Across the listing, tally the lines in which the word "weakly" occurs, then report the tally alone.

◆ **Supplied entries**:
__________________________________________________

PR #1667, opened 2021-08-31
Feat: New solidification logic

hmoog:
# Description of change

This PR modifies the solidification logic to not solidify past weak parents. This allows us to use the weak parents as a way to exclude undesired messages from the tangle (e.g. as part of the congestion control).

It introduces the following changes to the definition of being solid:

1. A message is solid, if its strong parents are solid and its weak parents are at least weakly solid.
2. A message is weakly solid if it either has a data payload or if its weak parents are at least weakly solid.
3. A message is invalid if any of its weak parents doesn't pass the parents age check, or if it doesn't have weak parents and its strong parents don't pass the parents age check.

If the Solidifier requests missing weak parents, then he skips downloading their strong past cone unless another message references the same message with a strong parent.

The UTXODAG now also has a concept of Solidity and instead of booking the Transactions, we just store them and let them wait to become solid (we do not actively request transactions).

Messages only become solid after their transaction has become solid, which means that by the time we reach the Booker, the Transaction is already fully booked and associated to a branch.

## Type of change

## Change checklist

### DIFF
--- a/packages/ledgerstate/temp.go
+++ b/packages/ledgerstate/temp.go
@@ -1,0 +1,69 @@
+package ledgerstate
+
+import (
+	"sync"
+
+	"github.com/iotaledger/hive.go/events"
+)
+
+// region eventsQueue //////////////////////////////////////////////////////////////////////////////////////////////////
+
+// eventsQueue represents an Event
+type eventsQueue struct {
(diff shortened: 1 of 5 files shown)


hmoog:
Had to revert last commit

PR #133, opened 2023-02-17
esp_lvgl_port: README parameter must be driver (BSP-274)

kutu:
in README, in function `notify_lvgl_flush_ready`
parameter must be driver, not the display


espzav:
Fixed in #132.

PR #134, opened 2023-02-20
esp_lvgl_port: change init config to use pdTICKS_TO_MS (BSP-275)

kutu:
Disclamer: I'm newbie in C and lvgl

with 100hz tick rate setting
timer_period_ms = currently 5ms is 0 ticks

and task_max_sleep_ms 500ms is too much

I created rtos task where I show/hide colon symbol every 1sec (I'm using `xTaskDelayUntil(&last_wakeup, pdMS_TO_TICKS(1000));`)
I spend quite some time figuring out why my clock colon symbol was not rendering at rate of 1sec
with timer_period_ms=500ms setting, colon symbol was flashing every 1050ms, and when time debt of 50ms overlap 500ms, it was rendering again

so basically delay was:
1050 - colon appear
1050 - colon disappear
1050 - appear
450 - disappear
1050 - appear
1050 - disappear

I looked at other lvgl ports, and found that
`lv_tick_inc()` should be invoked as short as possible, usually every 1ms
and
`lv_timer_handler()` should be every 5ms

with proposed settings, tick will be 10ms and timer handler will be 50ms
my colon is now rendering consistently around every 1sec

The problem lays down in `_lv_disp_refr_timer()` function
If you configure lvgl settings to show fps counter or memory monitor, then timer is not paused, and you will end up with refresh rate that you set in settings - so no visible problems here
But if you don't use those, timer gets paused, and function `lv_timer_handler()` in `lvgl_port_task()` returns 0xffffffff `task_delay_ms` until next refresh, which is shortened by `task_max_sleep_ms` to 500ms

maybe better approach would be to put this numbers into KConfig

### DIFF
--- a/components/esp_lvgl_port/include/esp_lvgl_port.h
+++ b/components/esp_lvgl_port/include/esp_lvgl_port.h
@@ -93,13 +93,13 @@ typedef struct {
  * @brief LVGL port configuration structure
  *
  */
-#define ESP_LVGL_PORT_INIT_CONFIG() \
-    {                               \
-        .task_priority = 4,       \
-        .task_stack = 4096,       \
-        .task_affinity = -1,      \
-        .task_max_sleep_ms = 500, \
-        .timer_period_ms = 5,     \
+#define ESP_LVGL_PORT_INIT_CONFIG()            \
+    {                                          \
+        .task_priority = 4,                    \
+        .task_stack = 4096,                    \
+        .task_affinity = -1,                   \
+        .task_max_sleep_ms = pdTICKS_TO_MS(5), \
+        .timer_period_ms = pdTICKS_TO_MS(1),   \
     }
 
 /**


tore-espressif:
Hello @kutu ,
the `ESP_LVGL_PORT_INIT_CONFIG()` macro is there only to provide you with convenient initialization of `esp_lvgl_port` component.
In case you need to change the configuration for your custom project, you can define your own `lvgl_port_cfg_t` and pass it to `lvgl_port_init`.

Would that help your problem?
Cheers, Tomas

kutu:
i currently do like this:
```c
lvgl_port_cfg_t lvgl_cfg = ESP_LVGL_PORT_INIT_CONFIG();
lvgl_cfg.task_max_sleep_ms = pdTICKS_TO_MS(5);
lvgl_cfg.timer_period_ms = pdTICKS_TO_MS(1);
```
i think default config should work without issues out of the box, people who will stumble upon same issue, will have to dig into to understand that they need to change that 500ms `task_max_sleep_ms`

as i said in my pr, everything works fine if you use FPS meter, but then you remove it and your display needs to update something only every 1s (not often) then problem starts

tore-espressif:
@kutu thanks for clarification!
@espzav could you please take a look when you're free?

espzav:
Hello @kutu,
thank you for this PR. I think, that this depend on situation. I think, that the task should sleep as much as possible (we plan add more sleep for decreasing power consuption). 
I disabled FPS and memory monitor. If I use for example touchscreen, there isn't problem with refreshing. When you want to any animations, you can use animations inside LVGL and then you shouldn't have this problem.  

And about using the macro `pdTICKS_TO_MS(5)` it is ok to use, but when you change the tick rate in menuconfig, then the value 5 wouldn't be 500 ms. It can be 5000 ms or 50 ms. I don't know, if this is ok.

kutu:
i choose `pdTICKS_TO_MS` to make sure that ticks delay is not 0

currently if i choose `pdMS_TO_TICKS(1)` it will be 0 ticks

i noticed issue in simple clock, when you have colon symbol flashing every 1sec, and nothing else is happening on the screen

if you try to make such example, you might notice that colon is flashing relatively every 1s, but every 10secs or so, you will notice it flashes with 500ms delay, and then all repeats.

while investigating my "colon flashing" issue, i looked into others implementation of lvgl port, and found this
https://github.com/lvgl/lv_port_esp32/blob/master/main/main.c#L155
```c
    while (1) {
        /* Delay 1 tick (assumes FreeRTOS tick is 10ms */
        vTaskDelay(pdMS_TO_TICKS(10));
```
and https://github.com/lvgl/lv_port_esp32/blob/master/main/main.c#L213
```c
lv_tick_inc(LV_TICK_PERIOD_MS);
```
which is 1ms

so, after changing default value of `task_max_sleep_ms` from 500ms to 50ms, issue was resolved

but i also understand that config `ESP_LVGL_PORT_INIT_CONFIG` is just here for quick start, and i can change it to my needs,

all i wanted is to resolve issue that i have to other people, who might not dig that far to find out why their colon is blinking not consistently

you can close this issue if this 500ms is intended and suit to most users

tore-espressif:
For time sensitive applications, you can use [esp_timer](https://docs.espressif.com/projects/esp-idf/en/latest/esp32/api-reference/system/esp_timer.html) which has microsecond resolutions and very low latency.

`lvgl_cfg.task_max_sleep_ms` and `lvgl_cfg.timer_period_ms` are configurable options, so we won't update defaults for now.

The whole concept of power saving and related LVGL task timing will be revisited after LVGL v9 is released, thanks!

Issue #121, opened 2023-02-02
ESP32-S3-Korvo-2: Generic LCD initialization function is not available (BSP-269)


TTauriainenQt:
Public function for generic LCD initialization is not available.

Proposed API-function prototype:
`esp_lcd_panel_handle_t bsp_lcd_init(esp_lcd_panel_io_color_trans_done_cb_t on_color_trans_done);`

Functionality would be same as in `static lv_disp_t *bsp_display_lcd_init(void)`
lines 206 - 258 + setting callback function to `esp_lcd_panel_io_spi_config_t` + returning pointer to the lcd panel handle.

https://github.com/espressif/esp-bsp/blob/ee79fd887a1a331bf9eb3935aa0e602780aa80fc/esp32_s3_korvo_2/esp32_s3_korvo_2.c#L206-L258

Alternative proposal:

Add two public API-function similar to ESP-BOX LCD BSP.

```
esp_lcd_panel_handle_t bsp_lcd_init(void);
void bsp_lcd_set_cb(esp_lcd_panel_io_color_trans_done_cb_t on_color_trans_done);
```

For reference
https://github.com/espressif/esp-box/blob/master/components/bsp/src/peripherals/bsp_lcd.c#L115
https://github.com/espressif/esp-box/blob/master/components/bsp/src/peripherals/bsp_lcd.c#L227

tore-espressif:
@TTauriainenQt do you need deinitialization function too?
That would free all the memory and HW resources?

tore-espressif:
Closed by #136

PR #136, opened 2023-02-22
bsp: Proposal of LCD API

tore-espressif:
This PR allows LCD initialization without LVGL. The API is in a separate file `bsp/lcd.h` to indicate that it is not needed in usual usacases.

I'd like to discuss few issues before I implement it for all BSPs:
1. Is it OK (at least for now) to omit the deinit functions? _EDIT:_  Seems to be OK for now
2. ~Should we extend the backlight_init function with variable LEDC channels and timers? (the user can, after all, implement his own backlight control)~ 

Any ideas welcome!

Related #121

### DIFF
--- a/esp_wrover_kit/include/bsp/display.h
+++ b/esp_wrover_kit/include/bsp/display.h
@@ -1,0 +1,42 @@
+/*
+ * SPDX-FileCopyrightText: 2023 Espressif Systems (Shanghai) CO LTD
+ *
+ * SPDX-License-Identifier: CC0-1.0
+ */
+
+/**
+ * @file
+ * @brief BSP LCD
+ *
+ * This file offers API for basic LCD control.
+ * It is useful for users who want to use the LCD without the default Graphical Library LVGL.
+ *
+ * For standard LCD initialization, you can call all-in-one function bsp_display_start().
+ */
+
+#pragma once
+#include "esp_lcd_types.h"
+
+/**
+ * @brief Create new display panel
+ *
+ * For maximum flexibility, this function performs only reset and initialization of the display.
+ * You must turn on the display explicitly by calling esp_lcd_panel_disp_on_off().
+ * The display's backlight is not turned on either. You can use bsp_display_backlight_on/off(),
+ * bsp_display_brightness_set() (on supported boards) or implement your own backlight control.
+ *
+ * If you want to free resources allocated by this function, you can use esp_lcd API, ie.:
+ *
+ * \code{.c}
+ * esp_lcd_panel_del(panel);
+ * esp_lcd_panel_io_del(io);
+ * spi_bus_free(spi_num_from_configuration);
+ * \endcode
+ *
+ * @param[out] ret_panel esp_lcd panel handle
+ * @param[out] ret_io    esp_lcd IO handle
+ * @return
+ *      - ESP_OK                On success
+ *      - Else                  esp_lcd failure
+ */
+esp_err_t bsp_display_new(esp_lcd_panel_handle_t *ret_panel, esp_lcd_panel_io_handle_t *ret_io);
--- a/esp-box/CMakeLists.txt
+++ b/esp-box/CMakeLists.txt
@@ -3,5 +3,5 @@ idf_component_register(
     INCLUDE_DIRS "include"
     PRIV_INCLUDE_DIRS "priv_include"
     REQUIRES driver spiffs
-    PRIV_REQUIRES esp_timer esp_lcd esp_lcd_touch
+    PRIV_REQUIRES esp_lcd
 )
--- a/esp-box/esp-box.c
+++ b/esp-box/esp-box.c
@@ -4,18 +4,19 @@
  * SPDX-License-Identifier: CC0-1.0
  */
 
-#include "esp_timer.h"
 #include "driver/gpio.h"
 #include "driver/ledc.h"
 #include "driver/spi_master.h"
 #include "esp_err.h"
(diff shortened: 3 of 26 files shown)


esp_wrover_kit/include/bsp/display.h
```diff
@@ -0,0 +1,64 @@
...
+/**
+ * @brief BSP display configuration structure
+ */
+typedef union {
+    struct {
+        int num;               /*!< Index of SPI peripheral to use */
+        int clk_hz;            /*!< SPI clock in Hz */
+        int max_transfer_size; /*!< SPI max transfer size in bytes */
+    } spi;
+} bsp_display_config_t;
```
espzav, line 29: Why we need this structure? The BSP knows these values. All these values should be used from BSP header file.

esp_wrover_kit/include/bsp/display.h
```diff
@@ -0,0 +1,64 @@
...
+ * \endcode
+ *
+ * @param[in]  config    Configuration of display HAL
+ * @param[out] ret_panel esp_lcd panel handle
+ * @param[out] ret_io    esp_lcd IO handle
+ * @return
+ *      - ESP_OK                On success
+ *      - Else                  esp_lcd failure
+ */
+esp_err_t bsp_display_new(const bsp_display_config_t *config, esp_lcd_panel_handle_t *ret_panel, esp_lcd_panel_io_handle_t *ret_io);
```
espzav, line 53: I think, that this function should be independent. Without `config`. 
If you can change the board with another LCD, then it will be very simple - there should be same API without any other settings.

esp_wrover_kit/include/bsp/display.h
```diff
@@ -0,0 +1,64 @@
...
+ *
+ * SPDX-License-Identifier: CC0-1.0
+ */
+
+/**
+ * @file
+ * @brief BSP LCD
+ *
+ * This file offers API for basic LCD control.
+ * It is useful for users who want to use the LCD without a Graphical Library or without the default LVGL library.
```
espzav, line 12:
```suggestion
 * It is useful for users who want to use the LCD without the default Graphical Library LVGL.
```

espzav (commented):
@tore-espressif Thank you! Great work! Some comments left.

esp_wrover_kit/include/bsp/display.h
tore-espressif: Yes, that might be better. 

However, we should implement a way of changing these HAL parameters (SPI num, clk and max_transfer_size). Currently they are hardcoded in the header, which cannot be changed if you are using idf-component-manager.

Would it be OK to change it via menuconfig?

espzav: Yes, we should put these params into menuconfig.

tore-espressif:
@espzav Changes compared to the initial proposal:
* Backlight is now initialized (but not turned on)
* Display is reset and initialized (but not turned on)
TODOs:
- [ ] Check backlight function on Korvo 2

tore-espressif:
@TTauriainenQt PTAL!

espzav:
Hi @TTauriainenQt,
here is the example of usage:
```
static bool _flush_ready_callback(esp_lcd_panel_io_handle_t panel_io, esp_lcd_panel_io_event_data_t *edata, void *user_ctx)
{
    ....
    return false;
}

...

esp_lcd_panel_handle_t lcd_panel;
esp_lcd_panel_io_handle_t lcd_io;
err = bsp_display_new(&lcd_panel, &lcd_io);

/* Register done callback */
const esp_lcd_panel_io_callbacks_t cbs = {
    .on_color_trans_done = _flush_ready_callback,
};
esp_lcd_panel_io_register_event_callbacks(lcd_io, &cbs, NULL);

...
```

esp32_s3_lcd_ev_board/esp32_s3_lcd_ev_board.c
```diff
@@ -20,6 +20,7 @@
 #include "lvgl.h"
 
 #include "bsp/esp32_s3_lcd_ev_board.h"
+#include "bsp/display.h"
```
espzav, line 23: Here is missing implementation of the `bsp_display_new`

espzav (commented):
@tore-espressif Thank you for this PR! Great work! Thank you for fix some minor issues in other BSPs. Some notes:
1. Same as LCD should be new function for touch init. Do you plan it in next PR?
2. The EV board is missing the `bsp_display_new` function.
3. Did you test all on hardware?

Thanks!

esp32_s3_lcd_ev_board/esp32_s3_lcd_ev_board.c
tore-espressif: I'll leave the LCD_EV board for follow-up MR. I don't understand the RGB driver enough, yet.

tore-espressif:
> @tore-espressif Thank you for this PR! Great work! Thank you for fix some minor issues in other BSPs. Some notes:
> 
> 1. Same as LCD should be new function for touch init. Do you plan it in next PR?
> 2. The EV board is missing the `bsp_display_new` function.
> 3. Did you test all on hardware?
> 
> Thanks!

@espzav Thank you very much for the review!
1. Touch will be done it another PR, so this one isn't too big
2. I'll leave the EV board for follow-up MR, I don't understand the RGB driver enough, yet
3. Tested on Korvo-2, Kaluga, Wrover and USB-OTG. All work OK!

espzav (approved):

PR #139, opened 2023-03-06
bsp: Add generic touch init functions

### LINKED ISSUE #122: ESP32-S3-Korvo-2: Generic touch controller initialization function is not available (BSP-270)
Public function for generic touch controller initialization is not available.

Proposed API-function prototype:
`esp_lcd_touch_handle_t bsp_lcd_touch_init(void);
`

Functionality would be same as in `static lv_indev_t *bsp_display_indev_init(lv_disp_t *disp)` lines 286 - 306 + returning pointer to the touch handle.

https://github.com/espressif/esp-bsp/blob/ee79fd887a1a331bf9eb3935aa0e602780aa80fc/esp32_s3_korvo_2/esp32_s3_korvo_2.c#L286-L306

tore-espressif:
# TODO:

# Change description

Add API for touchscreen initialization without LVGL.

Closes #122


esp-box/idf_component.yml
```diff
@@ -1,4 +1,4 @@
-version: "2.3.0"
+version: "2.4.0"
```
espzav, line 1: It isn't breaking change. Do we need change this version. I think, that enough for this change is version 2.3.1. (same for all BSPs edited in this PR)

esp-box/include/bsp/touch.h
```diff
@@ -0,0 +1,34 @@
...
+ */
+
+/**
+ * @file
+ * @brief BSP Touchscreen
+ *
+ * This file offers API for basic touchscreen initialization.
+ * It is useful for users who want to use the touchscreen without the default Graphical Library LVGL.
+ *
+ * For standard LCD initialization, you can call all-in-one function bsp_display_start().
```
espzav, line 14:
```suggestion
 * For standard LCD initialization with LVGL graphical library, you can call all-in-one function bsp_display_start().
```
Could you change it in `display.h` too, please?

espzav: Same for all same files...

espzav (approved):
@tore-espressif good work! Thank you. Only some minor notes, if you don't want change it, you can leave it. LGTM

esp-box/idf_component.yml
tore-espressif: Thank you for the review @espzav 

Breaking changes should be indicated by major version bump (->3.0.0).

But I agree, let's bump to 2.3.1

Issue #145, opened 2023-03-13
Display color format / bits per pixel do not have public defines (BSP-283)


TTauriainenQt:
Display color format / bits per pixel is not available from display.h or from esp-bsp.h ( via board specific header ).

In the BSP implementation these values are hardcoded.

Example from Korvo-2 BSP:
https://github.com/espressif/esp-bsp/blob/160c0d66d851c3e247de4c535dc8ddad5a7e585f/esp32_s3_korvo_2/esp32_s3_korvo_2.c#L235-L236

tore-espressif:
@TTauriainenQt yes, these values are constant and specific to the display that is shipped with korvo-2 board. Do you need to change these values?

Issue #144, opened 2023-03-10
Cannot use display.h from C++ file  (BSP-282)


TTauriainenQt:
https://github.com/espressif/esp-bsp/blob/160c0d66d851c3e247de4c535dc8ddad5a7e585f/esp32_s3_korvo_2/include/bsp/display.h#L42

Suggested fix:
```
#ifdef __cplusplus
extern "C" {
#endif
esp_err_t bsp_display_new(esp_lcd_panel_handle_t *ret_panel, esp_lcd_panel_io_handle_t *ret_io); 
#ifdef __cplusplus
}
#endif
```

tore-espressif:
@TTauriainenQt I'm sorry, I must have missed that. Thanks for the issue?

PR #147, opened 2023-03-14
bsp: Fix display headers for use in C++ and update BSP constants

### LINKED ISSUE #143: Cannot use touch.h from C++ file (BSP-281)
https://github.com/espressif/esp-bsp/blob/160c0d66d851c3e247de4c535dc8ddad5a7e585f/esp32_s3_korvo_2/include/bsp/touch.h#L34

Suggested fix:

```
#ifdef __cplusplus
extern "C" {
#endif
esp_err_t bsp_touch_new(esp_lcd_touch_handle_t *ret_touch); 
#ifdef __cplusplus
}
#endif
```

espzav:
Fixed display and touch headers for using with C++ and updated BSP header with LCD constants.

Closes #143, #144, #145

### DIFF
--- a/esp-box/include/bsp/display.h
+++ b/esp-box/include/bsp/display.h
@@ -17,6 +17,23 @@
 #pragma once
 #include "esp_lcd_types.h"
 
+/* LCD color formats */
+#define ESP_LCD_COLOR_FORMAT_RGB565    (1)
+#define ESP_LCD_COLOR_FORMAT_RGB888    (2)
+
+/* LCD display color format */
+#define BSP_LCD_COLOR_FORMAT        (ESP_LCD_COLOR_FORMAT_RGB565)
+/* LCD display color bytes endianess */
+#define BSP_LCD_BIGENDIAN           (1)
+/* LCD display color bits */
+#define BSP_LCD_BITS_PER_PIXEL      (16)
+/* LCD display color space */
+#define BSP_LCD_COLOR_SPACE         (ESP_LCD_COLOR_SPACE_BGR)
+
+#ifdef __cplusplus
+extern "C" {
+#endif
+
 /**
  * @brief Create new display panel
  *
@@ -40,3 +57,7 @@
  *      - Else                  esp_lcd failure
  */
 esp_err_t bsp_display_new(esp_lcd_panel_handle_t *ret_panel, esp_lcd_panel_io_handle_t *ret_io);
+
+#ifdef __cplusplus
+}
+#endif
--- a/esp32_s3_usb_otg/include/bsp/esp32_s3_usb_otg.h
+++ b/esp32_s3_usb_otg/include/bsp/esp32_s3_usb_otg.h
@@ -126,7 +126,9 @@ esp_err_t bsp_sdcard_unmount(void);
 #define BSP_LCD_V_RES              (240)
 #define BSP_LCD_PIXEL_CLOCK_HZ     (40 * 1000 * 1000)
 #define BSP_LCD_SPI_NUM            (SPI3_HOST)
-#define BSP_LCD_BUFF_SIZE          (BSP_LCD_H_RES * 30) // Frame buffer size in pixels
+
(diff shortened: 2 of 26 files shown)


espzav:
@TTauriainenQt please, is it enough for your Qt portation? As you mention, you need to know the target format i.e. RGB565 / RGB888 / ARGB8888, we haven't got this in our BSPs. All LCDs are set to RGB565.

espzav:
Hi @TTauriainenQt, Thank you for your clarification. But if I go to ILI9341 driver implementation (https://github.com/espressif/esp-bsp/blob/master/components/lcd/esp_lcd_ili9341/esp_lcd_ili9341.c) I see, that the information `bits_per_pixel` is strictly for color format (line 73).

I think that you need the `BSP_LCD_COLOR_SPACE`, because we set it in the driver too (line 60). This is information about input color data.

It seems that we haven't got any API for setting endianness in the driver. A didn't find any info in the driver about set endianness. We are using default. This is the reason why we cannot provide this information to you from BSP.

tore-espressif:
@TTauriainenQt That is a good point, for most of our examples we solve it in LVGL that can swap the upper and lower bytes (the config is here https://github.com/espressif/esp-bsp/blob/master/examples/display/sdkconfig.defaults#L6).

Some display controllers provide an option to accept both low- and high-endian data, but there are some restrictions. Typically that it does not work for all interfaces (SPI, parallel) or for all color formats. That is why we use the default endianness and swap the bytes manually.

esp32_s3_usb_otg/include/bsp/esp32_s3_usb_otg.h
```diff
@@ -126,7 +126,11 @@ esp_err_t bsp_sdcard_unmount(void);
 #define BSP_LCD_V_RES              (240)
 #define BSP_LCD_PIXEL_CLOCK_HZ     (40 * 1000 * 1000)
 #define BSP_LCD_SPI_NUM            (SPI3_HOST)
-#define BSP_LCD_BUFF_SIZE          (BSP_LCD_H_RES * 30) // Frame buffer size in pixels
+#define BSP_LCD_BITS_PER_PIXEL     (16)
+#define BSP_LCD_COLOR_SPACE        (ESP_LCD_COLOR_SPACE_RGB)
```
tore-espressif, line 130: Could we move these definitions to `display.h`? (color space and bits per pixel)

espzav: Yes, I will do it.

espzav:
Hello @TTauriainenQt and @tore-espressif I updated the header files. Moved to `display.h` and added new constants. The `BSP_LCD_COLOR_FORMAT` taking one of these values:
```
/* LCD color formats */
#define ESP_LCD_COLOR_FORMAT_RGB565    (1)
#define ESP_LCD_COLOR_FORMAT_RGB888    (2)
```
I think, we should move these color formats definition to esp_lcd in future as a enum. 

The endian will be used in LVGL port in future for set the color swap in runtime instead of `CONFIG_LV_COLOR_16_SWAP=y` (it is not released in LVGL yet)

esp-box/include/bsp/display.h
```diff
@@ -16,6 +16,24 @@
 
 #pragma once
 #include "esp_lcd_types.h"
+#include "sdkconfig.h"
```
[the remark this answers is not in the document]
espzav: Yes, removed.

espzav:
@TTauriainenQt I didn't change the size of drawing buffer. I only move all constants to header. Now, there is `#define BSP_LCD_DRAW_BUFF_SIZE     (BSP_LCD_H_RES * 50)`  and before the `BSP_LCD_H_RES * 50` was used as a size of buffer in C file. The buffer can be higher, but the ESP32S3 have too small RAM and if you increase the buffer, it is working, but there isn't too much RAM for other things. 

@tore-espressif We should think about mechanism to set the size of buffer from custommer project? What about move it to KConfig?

__________________________________________________

◆ **Finished task**: 2